Wannano:
Please do not assume that I am trying to be controversial but I have a question. How and why do we know when to take Christ’s words literal or symbolically from the Bible? At the Last Supper He took bread and then said “take eat.” Why does anyone substitute literal bread for a wafer even if the wafer contains only wheat flour and water? I know that most Evangelicals substitute wine with grape juice but I have seen several posters here castigate them for not using actual wine when their own church does not use actual bread from a loaf?
Just to (hopefully) clear things up: What Jesus offered at the Last Supper was not what most Americans (can’t speak for any other part of the world) call “bread.” It was (and is) matzo. It is the same stuff that you would buy from the store that is labeled “Kosher for Pesach” (Passover). This matzo has been made from ONLY wheat flour and water. It can’t have ANY leavening in it, like soda, and must be made from pure WHEAT flour, not corn flour or wheat mixed with barley flour or spelt flour.
When the Israelites were fleeing from Egypt they were commanded to make and eat this type of bread, because it doesn’t require time for the yeast for ferment, causing the bread to rise. In fact, in the commercial matzo bakeries, there will be religious officials walking around with stopwatches to make sure that no more than 18 minutes pass from the time the water hits the flour until the dough is cut and placed in the oven to bake. If it is 18 minutes and one second, the dough is thrown out because there’s too much chance that by then, a stray bit of wild yeast may have landed in the dough and started leavening the dough.
Those groups that use store-bought bread or even crackers are actually practicing a form of corruption, because in biblical terms leaven is used to describe corruption: something that comes from outside the body to change its “substance”.

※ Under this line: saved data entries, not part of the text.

PR #157, opened 2021-02-16
Fix webxrsessionmanager propagation for custom enterXRAsync call

chrisfromwork:
We are currently failing to propagate the WebXRSessionManager for windows enterXRAsync calls. This change should fix things.

### DIFF
--- a/Modules/@babylonjs/react-native/EngineHook.ts
+++ b/Modules/@babylonjs/react-native/EngineHook.ts
@@ -69,10 +69,10 @@ if (Platform.OS == "windows") {
     WebXRExperienceHelper.prototype.enterXRAsync = async function (...args: any[]): Promise<any> {
         // TODO: https://github.com/BabylonJS/BabylonNative/issues/577
         // Windows HMDs require different rendering behaviors than default xr rendering for mobile devices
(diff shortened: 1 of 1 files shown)


Modules/@babylonjs/react-native/EngineHook.ts
```diff
@@ -69,9 +69,12 @@ if (Platform.OS == "windows") {
     WebXRExperienceHelper.prototype.enterXRAsync = async function (...args: any[]): Promise<any> {
         // TODO: https://github.com/BabylonJS/BabylonNative/issues/577
         // Windows HMDs require different rendering behaviors than default xr rendering for mobile devices
-        await originalEnterXRAsync.apply(this, args);
+        const sessionManager = await originalEnterXRAsync.apply(this, args);
         this.scene.clearColor = Color3.Black().toColor4();
         this.scene.autoClear = true;
+        return new Promise<any>((resolve) => {
+            resolve(sessionManager);
```
rgerd, line 76: nit: I would put everything in the promise-- just feels a little strange to have a promise resolve immediately with work that happens outside of its function body thing but inside the function call returning the promise which represents the async work being done to create sessionManager

rgerd (approved):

To answer the question I put in bold type, we know because in the Aramaic that comes down to us, Jesus will use a form of speech that shows it is to be taken literally. In John 6, the Aramaic versions use a word that means not just to eat or consume, but to gnaw at his Flesh because it is real food. Nor did Jesus chase after the disciples who left telling them that he meant it symbolically, nor did He make any such “symbolism” claim later to the disciples who remained to explain it as a parable.